Task requirements:
Below are lines of data; restate word for word those running from the line containing "(Imported from [Trac" to the line containing "find the .chi", inclusive, and no others.

[Saved entries]
--------

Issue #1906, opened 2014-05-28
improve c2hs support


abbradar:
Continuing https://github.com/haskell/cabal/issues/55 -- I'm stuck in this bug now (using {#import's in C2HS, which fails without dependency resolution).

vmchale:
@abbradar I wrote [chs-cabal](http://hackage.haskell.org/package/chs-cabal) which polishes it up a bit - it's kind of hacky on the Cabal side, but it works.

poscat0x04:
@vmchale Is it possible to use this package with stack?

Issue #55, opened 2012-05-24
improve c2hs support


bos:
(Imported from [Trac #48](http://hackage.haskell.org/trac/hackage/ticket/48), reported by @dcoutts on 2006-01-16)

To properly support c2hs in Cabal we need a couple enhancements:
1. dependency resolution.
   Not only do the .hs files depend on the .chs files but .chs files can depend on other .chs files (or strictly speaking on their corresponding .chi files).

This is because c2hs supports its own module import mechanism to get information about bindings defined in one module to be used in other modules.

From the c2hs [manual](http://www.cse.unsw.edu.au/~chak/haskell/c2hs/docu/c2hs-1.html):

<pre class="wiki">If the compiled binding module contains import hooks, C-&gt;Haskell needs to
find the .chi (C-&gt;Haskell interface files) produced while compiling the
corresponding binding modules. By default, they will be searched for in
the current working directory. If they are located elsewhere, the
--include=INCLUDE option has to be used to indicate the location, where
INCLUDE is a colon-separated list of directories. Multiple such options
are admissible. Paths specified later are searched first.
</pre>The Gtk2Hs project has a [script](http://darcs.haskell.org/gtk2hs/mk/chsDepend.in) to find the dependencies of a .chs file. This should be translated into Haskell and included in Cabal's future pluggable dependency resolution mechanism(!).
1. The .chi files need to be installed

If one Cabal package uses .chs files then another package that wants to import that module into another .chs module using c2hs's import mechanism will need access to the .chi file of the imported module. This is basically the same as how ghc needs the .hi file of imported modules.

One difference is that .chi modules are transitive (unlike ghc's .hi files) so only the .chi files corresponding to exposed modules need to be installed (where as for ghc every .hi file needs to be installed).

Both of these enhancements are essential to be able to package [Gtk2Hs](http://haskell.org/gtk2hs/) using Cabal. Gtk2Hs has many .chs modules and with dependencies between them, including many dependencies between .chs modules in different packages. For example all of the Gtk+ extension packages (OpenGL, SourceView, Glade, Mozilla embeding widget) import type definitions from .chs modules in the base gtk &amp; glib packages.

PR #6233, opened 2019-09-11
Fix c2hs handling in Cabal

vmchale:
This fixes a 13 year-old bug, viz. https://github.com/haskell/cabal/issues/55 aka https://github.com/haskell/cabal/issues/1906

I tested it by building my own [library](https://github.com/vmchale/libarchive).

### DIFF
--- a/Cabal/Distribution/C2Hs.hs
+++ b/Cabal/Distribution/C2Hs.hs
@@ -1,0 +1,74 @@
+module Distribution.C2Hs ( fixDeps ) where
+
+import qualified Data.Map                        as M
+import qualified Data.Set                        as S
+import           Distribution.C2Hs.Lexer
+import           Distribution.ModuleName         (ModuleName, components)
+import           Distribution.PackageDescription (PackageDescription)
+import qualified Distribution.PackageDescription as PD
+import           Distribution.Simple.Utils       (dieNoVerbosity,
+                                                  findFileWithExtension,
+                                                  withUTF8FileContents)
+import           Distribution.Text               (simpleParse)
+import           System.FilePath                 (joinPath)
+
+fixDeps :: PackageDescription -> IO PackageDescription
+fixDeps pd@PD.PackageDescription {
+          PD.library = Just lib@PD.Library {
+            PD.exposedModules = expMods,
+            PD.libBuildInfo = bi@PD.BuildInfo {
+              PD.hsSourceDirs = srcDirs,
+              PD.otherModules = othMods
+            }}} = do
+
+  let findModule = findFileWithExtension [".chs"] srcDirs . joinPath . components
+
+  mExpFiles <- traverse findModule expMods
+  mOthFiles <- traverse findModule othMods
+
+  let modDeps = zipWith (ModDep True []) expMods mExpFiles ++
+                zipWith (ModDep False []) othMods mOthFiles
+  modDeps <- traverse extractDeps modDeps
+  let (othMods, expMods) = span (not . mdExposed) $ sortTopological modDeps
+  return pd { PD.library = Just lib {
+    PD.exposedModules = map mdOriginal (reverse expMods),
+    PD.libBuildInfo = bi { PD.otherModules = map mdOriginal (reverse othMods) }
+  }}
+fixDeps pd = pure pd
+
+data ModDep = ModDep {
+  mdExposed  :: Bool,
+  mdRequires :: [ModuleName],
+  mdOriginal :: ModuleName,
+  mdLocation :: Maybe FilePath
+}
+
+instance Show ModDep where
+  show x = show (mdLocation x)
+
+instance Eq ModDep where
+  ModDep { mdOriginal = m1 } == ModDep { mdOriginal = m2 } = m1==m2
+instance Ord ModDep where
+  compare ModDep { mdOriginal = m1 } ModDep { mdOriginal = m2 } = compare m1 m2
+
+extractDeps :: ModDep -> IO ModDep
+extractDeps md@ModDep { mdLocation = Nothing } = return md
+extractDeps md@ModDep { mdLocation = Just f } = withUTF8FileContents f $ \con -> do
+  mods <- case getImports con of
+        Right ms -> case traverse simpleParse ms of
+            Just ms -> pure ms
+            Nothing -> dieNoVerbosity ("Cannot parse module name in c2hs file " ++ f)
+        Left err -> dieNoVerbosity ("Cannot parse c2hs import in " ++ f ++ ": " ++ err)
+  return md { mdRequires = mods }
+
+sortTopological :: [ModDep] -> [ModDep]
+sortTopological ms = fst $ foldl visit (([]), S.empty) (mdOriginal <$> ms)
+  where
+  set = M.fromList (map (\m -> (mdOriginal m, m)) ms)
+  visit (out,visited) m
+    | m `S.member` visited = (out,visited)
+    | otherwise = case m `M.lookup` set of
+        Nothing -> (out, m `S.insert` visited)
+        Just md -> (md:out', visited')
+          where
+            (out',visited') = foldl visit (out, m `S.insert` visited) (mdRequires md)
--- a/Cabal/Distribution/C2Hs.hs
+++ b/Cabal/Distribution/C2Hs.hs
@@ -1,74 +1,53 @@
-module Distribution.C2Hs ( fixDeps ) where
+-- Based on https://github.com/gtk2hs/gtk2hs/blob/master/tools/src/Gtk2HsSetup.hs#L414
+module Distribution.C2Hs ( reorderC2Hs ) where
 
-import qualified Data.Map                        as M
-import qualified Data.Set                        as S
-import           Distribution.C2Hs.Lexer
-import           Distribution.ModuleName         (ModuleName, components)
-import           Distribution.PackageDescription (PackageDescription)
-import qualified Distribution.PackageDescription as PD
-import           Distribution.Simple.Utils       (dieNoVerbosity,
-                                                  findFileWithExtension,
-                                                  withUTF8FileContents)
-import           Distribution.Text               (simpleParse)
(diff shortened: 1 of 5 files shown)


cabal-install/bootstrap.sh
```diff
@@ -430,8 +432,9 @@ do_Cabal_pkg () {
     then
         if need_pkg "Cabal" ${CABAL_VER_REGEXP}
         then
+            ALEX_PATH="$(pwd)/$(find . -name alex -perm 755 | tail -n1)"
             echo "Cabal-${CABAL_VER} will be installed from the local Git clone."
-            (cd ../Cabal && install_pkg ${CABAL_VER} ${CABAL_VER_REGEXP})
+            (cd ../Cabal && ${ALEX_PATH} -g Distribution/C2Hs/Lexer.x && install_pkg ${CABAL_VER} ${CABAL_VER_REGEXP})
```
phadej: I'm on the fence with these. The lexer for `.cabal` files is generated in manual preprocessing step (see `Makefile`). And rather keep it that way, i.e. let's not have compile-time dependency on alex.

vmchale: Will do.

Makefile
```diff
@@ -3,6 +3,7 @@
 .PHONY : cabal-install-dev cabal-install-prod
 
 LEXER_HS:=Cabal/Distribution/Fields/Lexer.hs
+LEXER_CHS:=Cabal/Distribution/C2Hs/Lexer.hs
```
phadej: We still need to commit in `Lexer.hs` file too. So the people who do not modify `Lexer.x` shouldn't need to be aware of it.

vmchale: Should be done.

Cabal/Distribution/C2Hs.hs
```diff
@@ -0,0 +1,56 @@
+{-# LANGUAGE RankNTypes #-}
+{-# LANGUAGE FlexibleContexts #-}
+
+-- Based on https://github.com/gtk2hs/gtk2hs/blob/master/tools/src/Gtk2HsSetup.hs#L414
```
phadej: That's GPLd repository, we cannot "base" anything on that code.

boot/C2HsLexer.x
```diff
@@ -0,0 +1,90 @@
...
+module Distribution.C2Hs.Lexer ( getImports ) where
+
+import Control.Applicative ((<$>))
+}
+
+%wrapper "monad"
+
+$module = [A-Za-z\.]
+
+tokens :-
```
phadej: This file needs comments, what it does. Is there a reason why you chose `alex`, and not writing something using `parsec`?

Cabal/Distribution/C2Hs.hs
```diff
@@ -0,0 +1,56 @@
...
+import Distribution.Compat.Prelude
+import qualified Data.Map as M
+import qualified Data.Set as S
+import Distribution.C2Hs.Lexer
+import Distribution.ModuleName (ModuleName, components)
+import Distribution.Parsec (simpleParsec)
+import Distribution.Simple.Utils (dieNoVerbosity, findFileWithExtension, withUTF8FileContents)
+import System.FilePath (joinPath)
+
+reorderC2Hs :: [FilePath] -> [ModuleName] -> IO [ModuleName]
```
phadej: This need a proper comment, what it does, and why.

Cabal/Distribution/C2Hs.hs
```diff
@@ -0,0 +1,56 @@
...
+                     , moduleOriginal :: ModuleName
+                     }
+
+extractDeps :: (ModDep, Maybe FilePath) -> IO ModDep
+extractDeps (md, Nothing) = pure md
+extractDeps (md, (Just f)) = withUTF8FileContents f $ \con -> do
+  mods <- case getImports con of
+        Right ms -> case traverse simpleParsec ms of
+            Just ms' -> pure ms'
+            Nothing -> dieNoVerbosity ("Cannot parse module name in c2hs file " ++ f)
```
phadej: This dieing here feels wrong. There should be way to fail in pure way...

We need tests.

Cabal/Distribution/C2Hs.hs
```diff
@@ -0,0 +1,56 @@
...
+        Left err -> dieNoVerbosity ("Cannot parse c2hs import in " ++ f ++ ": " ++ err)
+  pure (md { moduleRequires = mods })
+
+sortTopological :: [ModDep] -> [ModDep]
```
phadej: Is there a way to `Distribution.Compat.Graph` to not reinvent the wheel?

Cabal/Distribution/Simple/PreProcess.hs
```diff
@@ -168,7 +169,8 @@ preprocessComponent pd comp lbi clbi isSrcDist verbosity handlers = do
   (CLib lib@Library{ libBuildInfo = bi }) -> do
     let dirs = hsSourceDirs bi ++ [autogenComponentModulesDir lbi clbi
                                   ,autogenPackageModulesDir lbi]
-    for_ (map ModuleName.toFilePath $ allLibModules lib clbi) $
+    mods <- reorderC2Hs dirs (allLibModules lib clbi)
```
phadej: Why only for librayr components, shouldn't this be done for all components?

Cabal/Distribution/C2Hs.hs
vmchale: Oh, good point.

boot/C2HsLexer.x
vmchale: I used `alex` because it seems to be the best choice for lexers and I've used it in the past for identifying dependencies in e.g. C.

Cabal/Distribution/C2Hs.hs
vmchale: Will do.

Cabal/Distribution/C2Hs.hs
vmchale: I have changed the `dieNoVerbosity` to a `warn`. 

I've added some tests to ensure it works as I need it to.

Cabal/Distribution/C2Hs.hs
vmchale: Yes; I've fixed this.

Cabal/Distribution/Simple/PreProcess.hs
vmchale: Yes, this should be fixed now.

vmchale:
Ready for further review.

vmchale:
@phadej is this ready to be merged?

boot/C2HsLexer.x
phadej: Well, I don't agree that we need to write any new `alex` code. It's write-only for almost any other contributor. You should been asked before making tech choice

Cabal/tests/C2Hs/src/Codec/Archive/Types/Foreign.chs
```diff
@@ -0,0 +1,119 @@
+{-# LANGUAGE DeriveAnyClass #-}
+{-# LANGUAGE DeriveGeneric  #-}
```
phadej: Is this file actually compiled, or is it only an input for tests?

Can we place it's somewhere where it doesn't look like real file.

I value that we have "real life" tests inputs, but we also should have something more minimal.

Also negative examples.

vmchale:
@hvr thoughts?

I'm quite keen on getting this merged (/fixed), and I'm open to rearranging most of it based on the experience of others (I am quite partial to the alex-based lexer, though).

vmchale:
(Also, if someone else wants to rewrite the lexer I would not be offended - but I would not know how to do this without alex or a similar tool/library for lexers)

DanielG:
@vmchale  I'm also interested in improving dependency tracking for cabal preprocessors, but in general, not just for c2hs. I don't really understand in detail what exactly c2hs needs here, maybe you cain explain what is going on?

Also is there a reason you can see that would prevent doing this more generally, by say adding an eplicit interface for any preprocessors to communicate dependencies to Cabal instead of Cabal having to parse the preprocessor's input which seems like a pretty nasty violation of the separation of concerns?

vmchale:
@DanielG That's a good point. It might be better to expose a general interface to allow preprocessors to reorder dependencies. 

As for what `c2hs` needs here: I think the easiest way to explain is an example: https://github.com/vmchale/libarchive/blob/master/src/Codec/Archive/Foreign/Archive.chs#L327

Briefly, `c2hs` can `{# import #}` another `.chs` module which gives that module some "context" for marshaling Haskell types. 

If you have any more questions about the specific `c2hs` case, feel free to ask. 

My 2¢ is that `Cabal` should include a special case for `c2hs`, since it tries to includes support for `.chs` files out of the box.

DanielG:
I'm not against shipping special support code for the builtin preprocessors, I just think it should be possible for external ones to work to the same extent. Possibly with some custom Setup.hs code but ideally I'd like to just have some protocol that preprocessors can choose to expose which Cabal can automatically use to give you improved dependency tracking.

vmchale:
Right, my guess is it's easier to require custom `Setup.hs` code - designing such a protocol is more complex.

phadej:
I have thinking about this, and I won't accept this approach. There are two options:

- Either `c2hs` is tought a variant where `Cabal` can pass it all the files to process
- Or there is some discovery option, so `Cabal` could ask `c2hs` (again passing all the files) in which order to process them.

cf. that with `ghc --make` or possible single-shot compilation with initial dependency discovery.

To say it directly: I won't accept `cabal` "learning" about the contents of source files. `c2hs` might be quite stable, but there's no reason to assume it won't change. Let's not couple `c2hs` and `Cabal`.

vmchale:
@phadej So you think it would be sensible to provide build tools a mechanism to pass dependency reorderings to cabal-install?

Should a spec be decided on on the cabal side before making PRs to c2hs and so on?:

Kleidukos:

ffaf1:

--------

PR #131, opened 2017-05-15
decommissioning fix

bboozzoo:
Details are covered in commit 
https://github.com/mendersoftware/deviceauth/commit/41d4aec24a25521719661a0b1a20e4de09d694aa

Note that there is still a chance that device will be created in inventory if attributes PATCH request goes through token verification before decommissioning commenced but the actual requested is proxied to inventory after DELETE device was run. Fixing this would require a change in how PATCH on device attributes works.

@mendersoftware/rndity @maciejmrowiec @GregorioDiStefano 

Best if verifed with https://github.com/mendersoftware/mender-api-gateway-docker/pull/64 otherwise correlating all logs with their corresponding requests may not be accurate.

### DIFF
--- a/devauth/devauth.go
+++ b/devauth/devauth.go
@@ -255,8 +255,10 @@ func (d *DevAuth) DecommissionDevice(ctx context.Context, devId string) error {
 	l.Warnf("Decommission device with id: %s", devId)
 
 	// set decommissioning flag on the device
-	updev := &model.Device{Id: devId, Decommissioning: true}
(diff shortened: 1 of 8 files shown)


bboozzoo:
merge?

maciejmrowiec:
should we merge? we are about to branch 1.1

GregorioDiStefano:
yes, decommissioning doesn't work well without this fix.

--------

Your solution:
(Imported from [Trac #48](http://hackage.haskell.org/trac/hackage/ticket/48), reported by @dcoutts on 2006-01-16)

To properly support c2hs in Cabal we need a couple enhancements:
1. dependency resolution.
   Not only do the .hs files depend on the .chs files but .chs files can depend on other .chs files (or strictly speaking on their corresponding .chi files).

This is because c2hs supports its own module import mechanism to get information about bindings defined in one module to be used in other modules.

From the c2hs [manual](http://www.cse.unsw.edu.au/~chak/haskell/c2hs/docu/c2hs-1.html):

<pre class="wiki">If the compiled binding module contains import hooks, C-&gt;Haskell needs to
find the .chi (C-&gt;Haskell interface files) produced while compiling the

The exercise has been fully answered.